Tue, 12 Dec 2006
Statistical SpamAssassin
The increased amount of spam in the last few months (this month I had over 100 000 spams) made me reconsider my antispam strategy. I use a similar approach to the one described by Milan Zamazal in his article at LinuxZone: Two statistical filters (in my case BogoFilter and CRM114), each of them learned by a different method. However, with spams constructed as an excerpt from the FreeBSD mailing list, accomodated by the image with the (OCR-obfuscated) text of the spam message, this is sometimes not sufficient.
I have discovered that I can clasify those "unsure" messages just by looking at
their line in mutt's inbox view
- they have a different color telling me that my statistical filters
did not agree with each other, and from the color, the
sender's name and the Subject line, I can classify it. So I had an idea: add
a third statistical filter, learned from the From:
and Subject:
lines, mime-decoded and written in UTF-8.
So far it seems all messages classified by the previous filters as "unsure"
were correctly classified by my Subject+From filter.
However, there is a problem: I need to change the whole system of how my statistical filters work: I now have three filters instead of two, and I have to compute the final value from all of them (and probably automatically re-learn the one which did not agree with the rest). And I can imagine that in the future I can add more and more heuristics the same way I have added my Subject+From filter (filtering based on the first few lines of the message only, or a bayesian filter with different tokenization - making a token from the two adjacent words instead of one for defending against the text composed of randomly choosen words). So how to add more and more heuristics, some of them with the possibility of training?
SpamAssassin would probably be a first choice. However, manually adjusting the weight of SA's rules is not easy, and the result is not immediately visible. Also I have no idea about how good my statistical filters are. And the last problem - there surely is a difference when Bogofilter says "This message has probability 47.9% of being a spam" than when the probability is 0.01%. So the best way probably would be to relearn the particular statistical filters, and probably adjust the total weights of those statistical filters against each other. SpamAssassin is not good for this, because it allows binary rules only, and it allows rules with insane amount of weight (such as blacklists/whitelists).

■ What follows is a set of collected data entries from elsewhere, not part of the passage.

Issue #1251, opened 2024-01-21
Add filters to users page under Settings


jim:
We need to have filters on the users page so that admins can see only admins, only staff, or everyone. These can be done similarly to the filter we have on the admin member's index (`/admin/members`).

PR #1495, opened 2024-05-16
Added filtering by role to the users index page for admins

crismali:
# What it does

These changes allow admin users to filter the users index page in the admin interface by role. By default they'll see all users, but they can choose admin only, staff only, or members only.

# Why it is important

This should make some admin tasks easier when it comes to users. See #1251 for more. 

# UI Change Screenshot

With the members only filter active:
Screenshot 2024-05-15 at 9 46 00 PM

With the admin only filter active:
Screenshot 2024-05-15 at 9 45 41 PM

With no filters active (ie all users):
Screenshot 2024-05-15 at 9 45 29 PM

# Implementation notes

The card didn't specifically mention being able to filter by the member role but I included it anyway. ~~Not sure if pagination or sorting would be helpful here as well.~~ I just went through the pagination card for this page (#1496).

### DIFF
--- a/Gemfile.lock
+++ b/Gemfile.lock
@@ -326,6 +326,8 @@ GEM
     nio4r (2.7.0)
     nokogiri (1.16.4-arm64-darwin)
       racc (~> 1.4)
+    nokogiri (1.16.4-x86_64-darwin)
+      racc (~> 1.4)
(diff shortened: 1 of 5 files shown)


jim (approved):
This is awesome! The test coverage is nice to see 🚀 !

Maybe I should use some kind of likelyhood ratio function, like in the Naive Bayes classifier, to evaluate the different heuristics or statistical methods together. [ Likelihood is a function with values from -∞ to ∞, where zero means "unsure". These values can be summed to compute the total likelihood, and multiplied by a constant to give them a different weight. ] Using this would allow me to "meta-train" the whole filter, adjusting weigths of different heuristics.
What do you think about these two ideas (Subject+From filter, and likelihood-based evaluation of different heuristics or statistical filters), my dear lazyweb? How the future spam detection software should work?